We can now define and visualize our classifier.

In [None]:
f_dis = lambda x: x > t_star

plt.figure()
plt.plot(xgrid, f_dis(xgrid), label='$f_{\mathrm{dis}}(x)$')
plt.xlabel('height $x$')
plt.ylabel('prediction $y_{\mathrm{gen}}$')
plt.legend()
plt.show()

Note that for such problems, a popular alternative is to model $p(d=1|x)$ with the logisitic function, to consider the cross-entropy loss, and to optimize the parameter with gradient descent, as in Assignment 1.

## Comparisons

Let us compare the two models on a testing set.

In [None]:
Ntest = 1000000
xtest, dtest = simulate_data(Ntest)

In [None]:
ytest = f_gen(xtest)
gen_perf = (ytest == dtest).mean()
print('Success rate of generative model: %.6f' % gen_perf)

In [None]:
ytest = f_dis(xtest)
dis_perf = (ytest == dtest).mean()
print('Success rate of discriminative model: %.6f' % dis_perf)

In [None]:
print('Best model is: %s' % \
      ('generative' if gen_perf > dis_perf else 'discriminative'))

# Discussion

In this scenario: data in low dimensional space ($x \in \mathbb{R}$), and perfect knowledge on the model of data distribution, the two approaches reach almost the same performance (though the generative seems to be winning more frequently).
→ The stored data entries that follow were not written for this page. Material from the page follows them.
PR #107, opened 2025-11-19
Fix demo.py for Windows

Svilen-Stefanov:
The main changes @brovatten and I did here:
- replace the `py-lsp` executable with `pyright` that is now downloaded using npm
- fixed `npm` usage for Windows
- fixed the download from gdrive function, which was downloading HTML files due to a warning

### DIFF
--- a/setup.py
+++ b/setup.py
@@ -40,12 +40,12 @@ def check_npm():
 
     if npm_path:
         try:
-            result = subprocess.run(["npm", "--version"], capture_output=True, text=True, check=True)
+            result = subprocess.run([npm_path, "--version"], capture_output=True, text=True, check=True)
             print(f"Step: npm check finished: success (version {result.stdout.strip()})")
             return True
-        except Exception:
+        except Exception as e:
             print(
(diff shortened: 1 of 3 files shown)


setup.py
```diff
@@ -219,14 +239,19 @@ def update_static_analysis_config():
...
 
-    # Update Python LSP server path
-    py_lsp_path = servers_dir / "py-lsp"
-    if py_lsp_path.exists():
-        config["lsp_servers"]["python"]["command"][0] = str(py_lsp_path)
+    # Update Python LSP server path (using pyright from node_modules)
+    pyright_path = servers_dir / "node_modules" / ".bin" / "pyright-langserver"
+    # On Windows, use .cmd files; on Unix, use the shell scripts
+    if platform.system() == "Windows":
+        pyright_path = servers_dir / "node_modules" / ".bin" / "pyright-langserver.cmd"
```
ivanmilevtues, line 246: Nice catch, just saw it in their repo that they explictly say this. Usually this is not the case :)
Also unsure what .cmd is, usually these scripts are done with .bat files in windows.

ivanmilevtues (approved):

This observation will rapidly become invalid as we consider a feature space of larger dimension $x \in \mathbb{R}^d, d \gg 1$ or if the assumed generative model does not fit well the data.

This is because it is easier to model/estimate the shape of a separator than to model/estimate the distribution of each classes, all the more in highdimensional spaces. In this example, estimating the separator requires to estimate one parameter (the threshold $t$), but estimating the class distributions requires to estimate 6 parameters (the means $\mu_k$, standard deviations $\sigma_k$ and frequencies $f_k$). The larger the number of parameters to estimate, the more challenging is the estimation (learning subject to overfitting). Since overfitting is more common in high dimensional feature spaces (curse of dimensionality), generative methods are usually defeated by discriminative ones.